Data extract:

Issue #31, opened 2020-11-21
Replace our full workspace diagnostics feature with the built-in one.


ckipp01:
**Task**

We should be able to use the newly added https://github.com/neovim/neovim/pull/13285 to get all diagnostics instead of per buffer like they exposed before. This can replace the hacky way we do this now.

**Search terms**

workspace diagnostics

landerlo:
I have a PR that does this, it's a simple change, just waiting for https://github.com/neovim/neovim/pull/13310 to be merged so I can test. It puts all the errors on top, to be more aware of them. Maybe this should be more configurable, in sane codebases where the warnings are treated the same as errors you might want to have them together, but as a list of all diagnostics I find more useful to tackle errors first and see the errors first. Current codebase I'm working on has too many Warnings.

 By hacky way I imagine you refer to https://github.com/scalameta/nvim-metals/issues/30, the refresh issue. I commented on that one. We should keep this too separate.

ckipp01:
Going to go ahead and close this now that #32 is merged. Thanks again for addressing this @landerlo!

> By hacky way I imagine you refer to #30, the refresh issue. I commented on that one. We should keep this two separate.

Indeed, honestly I when I wrote this and first briefly saw the new diagnostic stuff I didn't look as closely as I should have and just shot this in here to not forget about it. I probably shouldn't have used the word hacky, as I didn't mean anything negative by it.

Cheers.

landerlo:
No worries, I didn't read it negatively. It isn't ideal as it is now so it's good to keep the issue open and we'll have to tackle it at some point, though I'm quite happy working with the all diagnostics now, makes it usable for serious development.

PR #32, opened 2020-12-03
#31 GetAll diagnostics as per new LSP

landerlo:
PR for https://github.com/scalameta/nvim-metals/issues/31


ckipp01:
Thanks for sending this in @landerlo! I plan to review this later this week. I haven't really been keeping up with the LSP changes in nvim, and there seems to be a lot that has changed, and my entire setup is now broke. So I want to take a bit of time to really get caught up, and then I'll properly review this.

ckipp01 (approved):
Actually, after looking through this a bit, there is no reason to not just merge this right away since I see that `lsp.util.diagnostics_by_buf` is throwing a warning. Again, thanks for a taking a look at this. LGTM!

PR #74, opened 2021-01-16
Change install to use vim.loop.spawn.

### LINKED ISSUE #65: Add some sort of progress to show that `:MetalsInstall` is actually doing something.
**Describe the feature**

When a user uses `:MetalsInstall`, it's really unclear that anything is going on. It just blocks until it's done. It'd be great to show some time of progress status while that is happening.

Maybe re-use the Metals status.

**Search terms**

Install progress

### LINKED ISSUE #71: Replace `os.execute` call with `vim.loop.spawn` for longer coursier/metals calls.
**Task**

Currently things like `:MetalsInstall` and ~`:MetalsInfo`~ (I don't actually think this one is needed) block since they take a bit of time. Instead of using `os.execute` and blocking we can swap those out to use `vim.loop.spawn` to do them in the background. I think this will be a better user experience.

ckipp01:
This change ensures that when a user is using `:MetalsInstall` it doesn't block.

Another addition is adding in  https://github.com/tjdevries/vlog.nvim which introduces
nvim-metals specific logging. I plan to actually overhaul this a bit for my needs, but
this just introduces it.

Closes #71
Closes #65

### DIFF
--- a/.luacheckrc
+++ b/.luacheckrc
@@ -1,6 +1,12 @@
 -- vim ft=lua tw=80
 
 max_line_length = 100 
+globals = {
+  "Coursier_handle"
+}
 read_globals = {
   "vim",
+}
+exclude_files = {
+  "lua/metals/log.lua"
 }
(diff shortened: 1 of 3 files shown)


ckipp01:
Closes #71 
Closes #65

Exercise prompt:
Everything starting at the line containing "Going to go" and ending at the line containing "this two separate." in the records above should be repeated exactly, and only that.

Result of the task:
Going to go ahead and close this now that #32 is merged. Thanks again for addressing this @landerlo!

> By hacky way I imagine you refer to #30, the refresh issue. I commented on that one. We should keep this two separate.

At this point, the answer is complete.